• _DATASET RECORDS_
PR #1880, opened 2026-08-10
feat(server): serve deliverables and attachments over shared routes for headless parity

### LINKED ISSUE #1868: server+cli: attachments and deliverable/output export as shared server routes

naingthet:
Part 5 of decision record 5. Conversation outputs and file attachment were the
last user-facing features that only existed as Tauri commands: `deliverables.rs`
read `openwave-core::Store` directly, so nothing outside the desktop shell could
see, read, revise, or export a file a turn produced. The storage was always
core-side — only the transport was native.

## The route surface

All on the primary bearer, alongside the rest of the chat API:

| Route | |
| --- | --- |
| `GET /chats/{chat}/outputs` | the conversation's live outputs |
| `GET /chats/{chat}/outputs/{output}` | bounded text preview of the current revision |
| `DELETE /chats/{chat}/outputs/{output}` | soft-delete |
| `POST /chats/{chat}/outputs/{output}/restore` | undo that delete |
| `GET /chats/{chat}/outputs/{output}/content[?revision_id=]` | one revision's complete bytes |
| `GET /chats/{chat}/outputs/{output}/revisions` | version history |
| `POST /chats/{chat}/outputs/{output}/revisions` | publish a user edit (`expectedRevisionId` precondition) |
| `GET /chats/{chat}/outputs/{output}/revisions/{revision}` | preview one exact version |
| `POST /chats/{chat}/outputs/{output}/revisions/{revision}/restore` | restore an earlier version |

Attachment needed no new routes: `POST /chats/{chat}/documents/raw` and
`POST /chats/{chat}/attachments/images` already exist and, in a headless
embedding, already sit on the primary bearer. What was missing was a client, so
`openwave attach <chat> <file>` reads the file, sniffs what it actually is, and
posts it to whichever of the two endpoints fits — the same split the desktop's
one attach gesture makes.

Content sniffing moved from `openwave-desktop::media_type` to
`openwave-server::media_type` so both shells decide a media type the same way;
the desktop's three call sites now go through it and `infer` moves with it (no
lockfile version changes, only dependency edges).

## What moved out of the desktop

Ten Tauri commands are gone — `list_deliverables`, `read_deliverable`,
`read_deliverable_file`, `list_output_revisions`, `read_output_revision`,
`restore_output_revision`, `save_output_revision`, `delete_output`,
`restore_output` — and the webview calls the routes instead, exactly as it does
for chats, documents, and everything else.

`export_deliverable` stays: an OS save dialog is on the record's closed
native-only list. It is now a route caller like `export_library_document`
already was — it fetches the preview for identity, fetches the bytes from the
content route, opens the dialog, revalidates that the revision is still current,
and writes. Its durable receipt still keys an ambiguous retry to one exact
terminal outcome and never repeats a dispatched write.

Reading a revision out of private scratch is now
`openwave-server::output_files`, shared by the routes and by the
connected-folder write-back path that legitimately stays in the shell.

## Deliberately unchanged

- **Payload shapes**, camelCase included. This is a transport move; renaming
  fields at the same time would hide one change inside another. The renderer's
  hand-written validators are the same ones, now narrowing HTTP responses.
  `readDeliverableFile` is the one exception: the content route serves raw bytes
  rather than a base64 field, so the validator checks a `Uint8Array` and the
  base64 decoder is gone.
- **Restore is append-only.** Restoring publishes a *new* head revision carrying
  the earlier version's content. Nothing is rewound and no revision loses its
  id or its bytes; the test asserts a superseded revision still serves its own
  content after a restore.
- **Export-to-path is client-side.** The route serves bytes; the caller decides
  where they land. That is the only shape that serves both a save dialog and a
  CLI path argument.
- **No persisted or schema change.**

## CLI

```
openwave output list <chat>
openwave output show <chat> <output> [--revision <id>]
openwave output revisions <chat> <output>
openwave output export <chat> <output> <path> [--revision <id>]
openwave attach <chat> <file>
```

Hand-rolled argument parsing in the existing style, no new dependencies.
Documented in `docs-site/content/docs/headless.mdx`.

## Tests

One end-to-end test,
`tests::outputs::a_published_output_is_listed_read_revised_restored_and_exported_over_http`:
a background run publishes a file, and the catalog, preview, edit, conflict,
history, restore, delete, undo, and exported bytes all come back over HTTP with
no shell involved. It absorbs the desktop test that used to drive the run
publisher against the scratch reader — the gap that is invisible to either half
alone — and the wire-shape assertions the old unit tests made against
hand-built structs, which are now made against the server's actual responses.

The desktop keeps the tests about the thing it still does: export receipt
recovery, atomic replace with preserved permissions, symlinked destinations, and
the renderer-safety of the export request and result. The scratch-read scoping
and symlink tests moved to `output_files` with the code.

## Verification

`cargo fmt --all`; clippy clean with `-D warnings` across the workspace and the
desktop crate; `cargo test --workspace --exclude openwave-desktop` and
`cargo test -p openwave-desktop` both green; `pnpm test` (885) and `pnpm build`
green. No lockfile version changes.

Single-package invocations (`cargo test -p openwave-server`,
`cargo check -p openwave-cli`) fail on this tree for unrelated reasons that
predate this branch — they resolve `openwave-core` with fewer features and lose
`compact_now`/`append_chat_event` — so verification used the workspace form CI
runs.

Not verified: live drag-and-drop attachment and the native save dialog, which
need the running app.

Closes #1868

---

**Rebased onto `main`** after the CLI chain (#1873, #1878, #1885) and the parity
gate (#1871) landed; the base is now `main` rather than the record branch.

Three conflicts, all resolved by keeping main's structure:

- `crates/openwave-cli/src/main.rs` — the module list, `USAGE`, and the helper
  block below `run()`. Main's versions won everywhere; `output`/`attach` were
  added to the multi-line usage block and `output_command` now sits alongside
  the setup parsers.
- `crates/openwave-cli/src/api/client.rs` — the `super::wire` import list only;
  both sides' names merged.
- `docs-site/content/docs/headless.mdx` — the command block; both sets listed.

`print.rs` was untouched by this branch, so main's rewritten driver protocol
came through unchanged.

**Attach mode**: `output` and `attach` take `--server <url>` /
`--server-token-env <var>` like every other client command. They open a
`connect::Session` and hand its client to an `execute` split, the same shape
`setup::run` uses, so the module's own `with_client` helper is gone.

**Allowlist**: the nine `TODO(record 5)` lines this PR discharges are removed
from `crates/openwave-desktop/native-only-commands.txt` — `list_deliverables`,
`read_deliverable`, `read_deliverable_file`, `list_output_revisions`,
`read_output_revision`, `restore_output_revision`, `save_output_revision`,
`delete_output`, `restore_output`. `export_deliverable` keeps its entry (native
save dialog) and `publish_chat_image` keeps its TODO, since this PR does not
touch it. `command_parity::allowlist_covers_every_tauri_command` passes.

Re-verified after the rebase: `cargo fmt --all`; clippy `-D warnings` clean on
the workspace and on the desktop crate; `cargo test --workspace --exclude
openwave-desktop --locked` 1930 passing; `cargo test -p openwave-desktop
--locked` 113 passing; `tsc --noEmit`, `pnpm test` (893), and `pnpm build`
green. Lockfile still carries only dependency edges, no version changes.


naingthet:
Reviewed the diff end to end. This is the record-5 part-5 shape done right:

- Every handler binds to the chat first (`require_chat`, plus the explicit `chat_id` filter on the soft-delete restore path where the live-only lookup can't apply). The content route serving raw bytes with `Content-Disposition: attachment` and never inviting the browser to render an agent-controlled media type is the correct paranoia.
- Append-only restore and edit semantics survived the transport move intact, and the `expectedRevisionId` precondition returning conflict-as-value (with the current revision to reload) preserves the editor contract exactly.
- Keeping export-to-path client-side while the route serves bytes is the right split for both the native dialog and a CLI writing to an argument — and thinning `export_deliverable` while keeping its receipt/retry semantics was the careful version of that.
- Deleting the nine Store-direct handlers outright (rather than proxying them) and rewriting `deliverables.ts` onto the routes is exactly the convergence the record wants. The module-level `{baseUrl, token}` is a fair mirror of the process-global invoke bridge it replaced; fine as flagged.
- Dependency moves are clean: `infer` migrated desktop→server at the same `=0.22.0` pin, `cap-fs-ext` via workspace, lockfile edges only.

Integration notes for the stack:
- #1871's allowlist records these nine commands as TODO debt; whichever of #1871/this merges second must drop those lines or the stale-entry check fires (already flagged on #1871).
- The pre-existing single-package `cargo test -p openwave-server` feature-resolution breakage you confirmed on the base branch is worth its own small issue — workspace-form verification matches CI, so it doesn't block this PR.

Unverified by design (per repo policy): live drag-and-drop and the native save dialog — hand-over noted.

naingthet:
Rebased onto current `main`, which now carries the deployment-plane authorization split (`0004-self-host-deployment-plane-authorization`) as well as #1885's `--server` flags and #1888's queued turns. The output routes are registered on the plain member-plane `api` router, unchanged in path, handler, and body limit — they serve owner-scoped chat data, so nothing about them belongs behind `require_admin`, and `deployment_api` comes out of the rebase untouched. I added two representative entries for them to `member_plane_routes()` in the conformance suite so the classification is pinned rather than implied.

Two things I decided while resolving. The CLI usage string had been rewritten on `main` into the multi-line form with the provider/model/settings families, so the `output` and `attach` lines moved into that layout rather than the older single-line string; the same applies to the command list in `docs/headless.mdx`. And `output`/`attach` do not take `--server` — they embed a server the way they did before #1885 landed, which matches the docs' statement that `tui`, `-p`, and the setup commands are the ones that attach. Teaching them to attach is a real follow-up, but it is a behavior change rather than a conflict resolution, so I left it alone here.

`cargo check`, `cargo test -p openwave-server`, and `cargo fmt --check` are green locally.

• _WORK TO COMPLETE_
Each line from the top of the material above, through the one that contains "last user-facing features", should be restated word for word.

• _ANSWER TO THIS TASK_
PR #1880, opened 2026-08-10
feat(server): serve deliverables and attachments over shared routes for headless parity

### LINKED ISSUE #1868: server+cli: attachments and deliverable/output export as shared server routes

naingthet:
Part 5 of decision record 5. Conversation outputs and file attachment were the
last user-facing features that only existed as Tauri commands: `deliverables.rs`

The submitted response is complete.